Number of lines with "forked" in the data: give that figure by itself.

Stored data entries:
BEGIN
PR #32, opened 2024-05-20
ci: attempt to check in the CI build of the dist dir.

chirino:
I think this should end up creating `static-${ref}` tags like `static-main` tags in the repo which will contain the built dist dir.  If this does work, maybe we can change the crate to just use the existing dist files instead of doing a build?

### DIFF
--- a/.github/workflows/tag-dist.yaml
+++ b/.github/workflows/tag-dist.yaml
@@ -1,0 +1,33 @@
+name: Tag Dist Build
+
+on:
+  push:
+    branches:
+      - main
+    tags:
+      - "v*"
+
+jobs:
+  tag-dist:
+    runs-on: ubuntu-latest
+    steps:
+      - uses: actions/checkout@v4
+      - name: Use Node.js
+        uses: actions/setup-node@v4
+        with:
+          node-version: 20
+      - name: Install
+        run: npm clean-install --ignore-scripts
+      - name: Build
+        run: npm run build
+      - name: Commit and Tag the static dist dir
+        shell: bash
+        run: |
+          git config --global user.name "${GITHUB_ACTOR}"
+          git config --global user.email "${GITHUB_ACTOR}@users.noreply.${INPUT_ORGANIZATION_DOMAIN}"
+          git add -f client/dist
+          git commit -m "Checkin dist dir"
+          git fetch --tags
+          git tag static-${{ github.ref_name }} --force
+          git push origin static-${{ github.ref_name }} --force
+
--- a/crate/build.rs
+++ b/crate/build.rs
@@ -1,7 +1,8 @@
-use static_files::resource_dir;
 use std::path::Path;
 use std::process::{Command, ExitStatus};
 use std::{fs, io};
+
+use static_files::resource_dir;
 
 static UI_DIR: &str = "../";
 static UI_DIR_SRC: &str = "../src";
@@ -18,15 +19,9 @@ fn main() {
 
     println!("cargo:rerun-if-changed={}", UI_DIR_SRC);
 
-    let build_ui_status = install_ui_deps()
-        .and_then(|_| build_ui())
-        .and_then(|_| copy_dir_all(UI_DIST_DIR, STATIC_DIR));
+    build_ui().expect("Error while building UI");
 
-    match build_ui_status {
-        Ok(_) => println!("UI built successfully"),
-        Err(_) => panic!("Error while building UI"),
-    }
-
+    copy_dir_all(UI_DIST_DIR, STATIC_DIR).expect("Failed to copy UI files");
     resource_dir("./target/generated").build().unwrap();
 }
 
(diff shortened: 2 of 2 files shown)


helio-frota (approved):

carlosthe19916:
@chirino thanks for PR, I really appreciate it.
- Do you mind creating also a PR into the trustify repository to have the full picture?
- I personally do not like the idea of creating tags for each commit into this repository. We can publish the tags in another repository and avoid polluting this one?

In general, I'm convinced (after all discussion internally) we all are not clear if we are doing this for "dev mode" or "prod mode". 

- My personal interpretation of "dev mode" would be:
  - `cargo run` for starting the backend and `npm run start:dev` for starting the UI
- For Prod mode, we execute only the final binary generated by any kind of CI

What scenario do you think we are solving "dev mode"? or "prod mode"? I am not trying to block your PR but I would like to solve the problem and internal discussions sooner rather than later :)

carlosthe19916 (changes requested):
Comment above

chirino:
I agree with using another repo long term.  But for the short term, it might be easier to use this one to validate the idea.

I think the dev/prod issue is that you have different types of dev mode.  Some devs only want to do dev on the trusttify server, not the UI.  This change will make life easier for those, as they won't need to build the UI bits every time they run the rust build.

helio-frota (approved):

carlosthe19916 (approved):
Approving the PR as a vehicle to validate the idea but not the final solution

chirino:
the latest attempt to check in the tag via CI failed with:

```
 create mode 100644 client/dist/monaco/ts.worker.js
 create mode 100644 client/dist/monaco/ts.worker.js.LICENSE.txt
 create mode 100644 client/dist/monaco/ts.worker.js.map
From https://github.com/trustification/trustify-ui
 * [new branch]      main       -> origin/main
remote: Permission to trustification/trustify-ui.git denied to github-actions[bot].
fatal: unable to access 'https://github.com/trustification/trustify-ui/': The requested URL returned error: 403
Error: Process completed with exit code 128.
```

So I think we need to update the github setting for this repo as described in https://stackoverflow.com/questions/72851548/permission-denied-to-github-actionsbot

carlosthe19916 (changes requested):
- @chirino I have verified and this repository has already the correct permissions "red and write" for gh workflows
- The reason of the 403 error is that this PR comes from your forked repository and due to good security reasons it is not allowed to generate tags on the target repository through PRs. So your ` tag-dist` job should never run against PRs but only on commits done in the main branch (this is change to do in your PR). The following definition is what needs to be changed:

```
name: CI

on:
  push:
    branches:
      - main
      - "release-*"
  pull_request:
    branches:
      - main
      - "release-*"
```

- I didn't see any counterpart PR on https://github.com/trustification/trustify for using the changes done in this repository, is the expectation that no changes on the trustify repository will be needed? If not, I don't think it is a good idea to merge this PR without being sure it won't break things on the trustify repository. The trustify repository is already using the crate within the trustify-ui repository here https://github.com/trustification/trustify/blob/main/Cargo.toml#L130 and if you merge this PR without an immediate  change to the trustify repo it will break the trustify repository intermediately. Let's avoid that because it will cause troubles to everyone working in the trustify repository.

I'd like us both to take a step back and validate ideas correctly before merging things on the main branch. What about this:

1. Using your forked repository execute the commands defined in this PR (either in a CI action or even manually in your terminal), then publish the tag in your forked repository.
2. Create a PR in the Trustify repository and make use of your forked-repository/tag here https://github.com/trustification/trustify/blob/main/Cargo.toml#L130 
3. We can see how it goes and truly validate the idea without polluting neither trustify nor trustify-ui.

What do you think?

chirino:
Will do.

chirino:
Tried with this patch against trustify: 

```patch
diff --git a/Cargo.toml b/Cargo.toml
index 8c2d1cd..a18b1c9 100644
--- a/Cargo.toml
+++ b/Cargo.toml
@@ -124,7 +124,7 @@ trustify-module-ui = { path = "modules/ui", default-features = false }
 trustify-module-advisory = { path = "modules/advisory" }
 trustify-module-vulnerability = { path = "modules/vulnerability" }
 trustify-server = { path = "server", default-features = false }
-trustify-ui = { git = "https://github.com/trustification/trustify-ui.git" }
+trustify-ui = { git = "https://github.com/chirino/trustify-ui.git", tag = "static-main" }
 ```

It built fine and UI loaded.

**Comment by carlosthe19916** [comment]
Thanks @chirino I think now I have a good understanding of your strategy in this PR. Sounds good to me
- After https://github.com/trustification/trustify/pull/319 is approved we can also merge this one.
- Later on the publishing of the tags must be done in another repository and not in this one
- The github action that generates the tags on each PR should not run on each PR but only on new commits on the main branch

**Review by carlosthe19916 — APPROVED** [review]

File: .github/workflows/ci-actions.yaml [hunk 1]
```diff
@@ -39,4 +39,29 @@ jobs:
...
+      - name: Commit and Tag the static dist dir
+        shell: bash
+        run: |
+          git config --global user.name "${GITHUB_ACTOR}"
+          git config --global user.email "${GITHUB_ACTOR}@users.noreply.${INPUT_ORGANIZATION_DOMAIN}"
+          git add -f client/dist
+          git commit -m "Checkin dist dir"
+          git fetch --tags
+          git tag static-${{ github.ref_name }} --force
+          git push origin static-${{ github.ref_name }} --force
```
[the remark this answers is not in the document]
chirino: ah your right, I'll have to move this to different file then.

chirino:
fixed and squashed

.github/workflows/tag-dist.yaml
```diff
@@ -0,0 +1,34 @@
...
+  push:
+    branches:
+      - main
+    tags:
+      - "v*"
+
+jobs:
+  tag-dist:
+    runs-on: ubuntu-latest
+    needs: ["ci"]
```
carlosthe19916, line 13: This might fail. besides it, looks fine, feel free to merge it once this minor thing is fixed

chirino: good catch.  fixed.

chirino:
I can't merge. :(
END
## Completed exercise
3